EXERCISE DESCRIPTION: Report every line of the entries that contains the word "comparisons".

BEGIN ENTRIES PROVIDED

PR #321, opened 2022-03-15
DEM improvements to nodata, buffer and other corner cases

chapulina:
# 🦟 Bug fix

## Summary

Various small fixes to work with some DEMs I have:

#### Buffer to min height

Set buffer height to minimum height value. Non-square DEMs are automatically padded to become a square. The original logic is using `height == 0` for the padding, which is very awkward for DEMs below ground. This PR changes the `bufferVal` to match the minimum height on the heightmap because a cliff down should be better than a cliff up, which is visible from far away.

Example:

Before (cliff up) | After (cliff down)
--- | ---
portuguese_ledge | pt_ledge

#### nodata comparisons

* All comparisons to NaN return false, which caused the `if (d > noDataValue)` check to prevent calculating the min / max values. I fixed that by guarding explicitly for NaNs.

END ENTRIES PROVIDED

TASK RESPONSE:
#### nodata comparisons
* All comparisons to NaN return false, which caused the `if (d > noDataValue)` check to prevent calculating the min / max values. I fixed that by guarding explicitly for NaNs.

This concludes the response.